The latter revelation - which gets sprung on the girls late in the film - is the "sucker punch". Adventuring in skintight military uniforms and schoolgirl outfits isn't quite the "fuck you" to the world they think it is - tragically, the message being sent is "fuck me". On one heightened plane of reality, they're burlesque performers being pimped out to high-rolling rakes by their abusive manager Blue (Oscar Isaac); on the more grounded plane, they're just troubled girls left to rot in a decrepit institution (where they're pawed by their abusive caretaker Blue). Babydoll's situation is much more dire, of course, given that her stepfather has shelled out for a lobotomy meant to wipe clean the record of his crimes (most notably the murder of Babydoll's sister) - and it's only when she's strapped into a chair, awaiting the impalement of her frontal lobe, that Babydoll conjures the first alternate plane of reality.

And here's the first of many problems with SUCKER PUNCH: the moment Snyder cuts from a resigned, soon-to-be-catatonic Babydoll to the defiant Sweet Pea (Abbie Cornish), the jig is up. Anyone familiar enough with the fantasy/sci-fi genre to be interested in what Snyder's attempting has seen the film he's, as Hitch would say, fromaging. And while this notion of transference is something of a novel spin (the dream of Sweet Pea escaping to Fort Wayne, Indiana is the last thing that goes through Babydoll's mind before the metal spike), the text never links these two characters in a narratively logical or thematically compelling way.

This is frustrating because I'm all for an $82 million movie that punishes the audience for indulging their inner-misogynist under the guise of female empowerment - especially since so many alleged "girl power" texts are the leering products of a male imagination. And while I would argue that it's perfectly fine to be turned on by the sight of an ass-kicking woman (I mean, this is James Cameron's bread-and-butter), there's very often a Sweet Gwendoline quality to movies and shows like CHARLIE'S ANGELS, DARK ANGEL and DOLLHOUSE*: the women feel less like heroines, and more like lasciviously manipulated objects of desire. But Snyder's movie lacks both the chutzpah and the intellectual rigor to fully explore this notion, and ultimately winds up being an intermittently breathtaking movie for no one: the ideas are half-baked and, at 109 minutes, it's just long enough to wear out its welcome as a mindless action movie.

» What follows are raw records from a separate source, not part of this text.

PR #324, opened 2026-05-19
feat: support Mutex and Holdout groups for web experiment

tyiuhc:
### Summary

Support Mutex and Holdout groups for web experiment.

Flags that transitively depend on a remote-evaluated flag (e.g. a Mutex or Holdout parent) are now promoted to remote evaluation via a fixed-point dependency walk. This ensures child flags wait for their remote dependencies to be fetched before bucketing runs, preventing incorrect variant assignment.

### Checklist

---

> [!NOTE]
> **Medium Risk**
> Changes flag evaluation ordering and startup timing for experiments with flag dependencies or holdout/mutex flags, which can affect which variants users see on first paint.
> 
> **Overview**
> Web experiment startup now treats **local flags that depend on a remote flag** (including transitive chains) as remote so variant application waits until remote parents are fetched, avoiding wrong mutex/holdout bucketing from stale parent state. Only flags promoted via that dependency walk are removed from the early **local** apply pass; directly remote flags that are session-cached as local still get the fast-path local apply.
> 
> When any initial flag key starts with **`holdout-`** or **`mutex-`**, **`start()`** awaits **`integrationManager.ready()`** before applying variants so bucketing has **`user_id` / `device_id`** from the Amplitude integration setup.
> 
> Adds a test that a depth-2 local→local→remote dependency chain is not applied on the first local **`applyVariants`** call and is applied after remote fetch.
> 
> <sup>Reviewed by [Cursor Bugbot](https://cursor.com/bugbot) for commit d232bbfaa35c17d6f939f41e06942596b29c129a. Bugbot is set up for automated code reviews on this repo. Configure [here](https://www.cursor.com/dashboard/bugbot).</sup>

### DIFF
--- a/packages/experiment-tag/src/experiment.ts
+++ b/packages/experiment-tag/src/experiment.ts
@@ -413,6 +413,12 @@ export class DefaultWebExperimentClient implements WebExperimentClient {
     this.experimentClient.setUser(enrichedUser);
     this.updateUserWithBehaviors();
 
+    // Wait for the integration's setup() to complete before evaluating local
+    // flags — otherwise bucketing runs against incomplete user identity.
+    // eslint-disable-next-line @typescript-eslint/ban-ts-comment
+    // @ts-ignore
+    await this.experimentClient.integrationManager.ready();
+
     if (!this.isRemoteBlocking) {
       removeAntiFlickerCss();
     }
--- a/packages/experiment-tag/src/experiment.ts
+++ b/packages/experiment-tag/src/experiment.ts
@@ -182,6 +182,22 @@ export class DefaultWebExperimentClient implements WebExperimentClient {
       }
     });
 
+    // Flags that depend on at least one remote flag are also considered remote.
+    // Iterate to fixed point to handle transitive dependencies.
+    let changed = true;
+    while (changed) {
+      changed = false;
+      this.initialFlags.forEach((flag: EvaluationFlag) => {
+        if (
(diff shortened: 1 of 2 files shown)


ansonchen2 (approved):

packages/experiment-tag/src/experiment.ts
```diff
@@ -182,6 +182,27 @@ export class DefaultWebExperimentClient implements WebExperimentClient {
...
     });
 
+    // Flags that depend on at least one remote flag are also considered remote.
+    // Iterate to fixed point to handle transitive dependencies.
+    // Track which keys were promoted so we can exclude only those from
+    // localFlagKeys — flags that are directly 'remote' but cached in session
+    // storage as 'local' should still be applied locally (fast-path rendering).
+    const transitivelyPromotedKeys = new Set<string>();
+    let changed = true;
+    while (changed) {
```
stephen-choi-amplitude, line 196: Correct me if I'm wrong, but the outer while loop only matters for chains of depth 2+. The test only covers depth 1, so it would pass identically with a single forEach pass.

Could we either add a transitive test (e.g. C → B → A with initialFlags ordered [C, B, A]) to justify the fixed-point, or drop it for a single pass if mutex/holdout depth-1 is all we need?

tyiuhc: Updated unit test to test for 2+ depth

There's also the continuing problem of Snyder's limited pop cultural frame of reference: while I enjoyed his appropriation of overly familiar songs and film sequences in WATCHMEN (in particular his gleeful travestying of Leonard Cohen's once-lovely, now-ruined "Hallelujah"), there doesn't seem to be anything subversive about, for instance, his use of The Pixies' "Where Is My Mind" - which, remix and rearrange it all you want, belongs in perpetuity to FIGHT CLUB. Factor in SUCKER PUNCH's institutional green color palette, which unavoidably recalls the look of Fincher's landmark '99 film, and it feels like he's just emulating one of his favorite movies. If the song served any other purpose - aside from ironically presaging Babydoll's forthcoming lobotomy - I missed it. Unfortunately, the rest of the soundtrack is equally uninspired: "White Rabbit", "Army of Me", "We Will Rock You"... dig a little deeper, man.

And yet for all its failings, Snyder's prodigious filmmaking talents are on full display in SUCKER PUNCH. The action sequences may be emotionally inert, but they're supposed to be. If that was Superman battling humanoid minions on a bomb-rigged train headed straight for the heart of Metropolis, audiences would be losing their minds. So if you're worried about THE MAN OF STEEL, don't be: all Snyder needs is a classically-structured script with nothing subversive up its sleeve, and he'll be fine.

Like most cinematic world-builders (Ridley Scott springs to mind), Snyder is only as good as his material. No shame in that - unless he insists on writing it.

Faithfully submitted,

Mr. Beaks

 

*Though I'm told Joss Whedon's short-lived series was getting interesting right as it was cancelled.